Task to carry out>
Please transcribe the data that follows, keeping every line exact.

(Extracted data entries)
___

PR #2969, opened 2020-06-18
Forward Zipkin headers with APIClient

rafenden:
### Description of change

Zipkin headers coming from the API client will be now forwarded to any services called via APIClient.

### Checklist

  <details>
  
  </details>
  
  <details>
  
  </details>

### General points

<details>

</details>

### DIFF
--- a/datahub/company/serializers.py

___

Written solution>
PR #2969, opened 2020-06-18
Forward Zipkin headers with APIClient

rafenden:
### Description of change

Zipkin headers coming from the API client will be now forwarded to any services called via APIClient.

### Checklist

  <details>
  
  </details>
  
  <details>
  
  </details>

### General points

<details>

</details>

### DIFF
--- a/datahub/company/serializers.py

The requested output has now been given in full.